ALOFON - Methodology and technology of polymodal allophonic speech transcription
The project aimed to carry out research forming the basis for the development of methods of automatic speech phonetic transcription (in English), based on the use of a combination of information derived from the analysis of audio and video signals. In particular, basic research was conducted on the relationship between allophonic differentiation in speech, i.e., differences in the nature of the same sounds resulting from the different arrangement of articulating organs depending on the phonetic environment (i.e. neighboring phones or prosodic features) and objective signal parameters. In the focus of the researchers' attention were also the parameters of the speech signal (acoustic and vision) characteristic of Poles learning English, including those acquired using the mouth movement system, which allows obtaining additional data to deepen the analysis relating to how to pronounce sounds. The assumption was to develop such detailed analysis methods that they would allow to differentiate minor allophonic and accent variations. As a result of the conducted research it was shown that thanks to the combined analysis of video and audio signals, speech phonetic transcription can be carried out with greater accuracy than using only the acoustic modality, as described in previous works, available in the literature. In-depth research on the diversity of sounds in the context of acoustic and visual signals parameters contributed to the advancement of state of the art in the field of audiovisual speech recognition, and thus in the field of human-computer interaction.

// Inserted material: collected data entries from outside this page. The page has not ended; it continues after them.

PR #4145, opened 2021-03-30
[python] added f-strings to python-package/setup.py

NovusEdge:


python-package/setup.py
```diff
@@ -183,7 +183,7 @@ def compile_cpp(use_mingw=False, use_gpu=False, use_cuda=False, use_mpi=False,
                 arch = "Win32" if bit32 else "x64"
                 vs_versions = ("Visual Studio 16 2019", "Visual Studio 15 2017", "Visual Studio 14 2015")
                 for vs in vs_versions:
-                    logger.info("Starting to compile with %s (%s).", vs, arch)
+                    logger.info(f"Starting to compile with %s (%s).", vs, arch)
```
StrikerRUS, line 186:
```suggestion
                    logger.info(f"Starting to compile with {vs} ({arch}).")
```

StrikerRUS (changes requested):
One mistake below, everything else looks fine!

NovusEdge:
> One mistake below, everything else looks fine!

Could you please mention the line where the mistake is.

jameslamb:
> > One mistake below, everything else looks fine!
> 
> Could you please mention the line where the mistake is.

it is right here: https://github.com/microsoft/LightGBM/pull/4145#discussion_r604399154

StrikerRUS:
@NovusEdge 
> Could you please mention the line where the mistake is.

GitHub review comments are posted with a small visible piece of code. Most often, the last line of that codepiece is the line review comment is referring to.

image


Also, GitHub has recently introduced "Review suggestions". So that reviewers now can suggest code changes directly in the review comments:

image

Contributors, in case they are agree with a suggestion, are able to commit the suggested change directly in the browser by clicking "Commit suggestion" button or commit multiple suggestion at one time ("Add suggestion to batch" button).

StrikerRUS (approved):
@NovusEdge Thanks for your contribution!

In the course of the research, the following hypotheses were experimentally verified.
- The combined analysis of acoustic and vision data improves the efficiency of phonetic transcription of speech at the allophonic level.
- The method of speech signal analysis allows a deeper analysis of advanced phonetic aspects of speech compared to the previous state of knowledge.
- Allophonic aspects, such as nazalization, rounding of vowels, aspiration, characteristic features of lateral allophones, can be effectively detected by analyzing video signals.
- Differences in the speech signal resulting from allophonic and accent variations can be modeled with the use of appropriate mathematical tools, as well as recognized using machine learning methods.
The practical result of the project is also the developed database of recordings, available at the address: http://www.modality-corpus.org/. The MODALITY database consists of over 30 hours of multimodal recordings, including stereoscopic video streams of high resolution, and audio signals obtained from the matrix of the microphone and the internal microphone, embedded in a notebook-class computer. The corpus can be used to develop the AVSR (audiovisual speech recognition) systems because each statement was manually annotated. The developed Modality corpus extension, namely Alofon Corpus, contains audiovisual data and face motion capture data. The audio folder contains the audio tracks recorded by both the directional microphone and the Lavalier microphone. The Vicon folder contains the corresponding files for each recording of the camera system capturing facial muscle movements.
The results of the project were disseminated in the form of 12 publications in scientific journals and in 13 conference papers.
Research sponsored by the Polish National Science Centre, Dec. No. 2015/17/B/ST6/01874.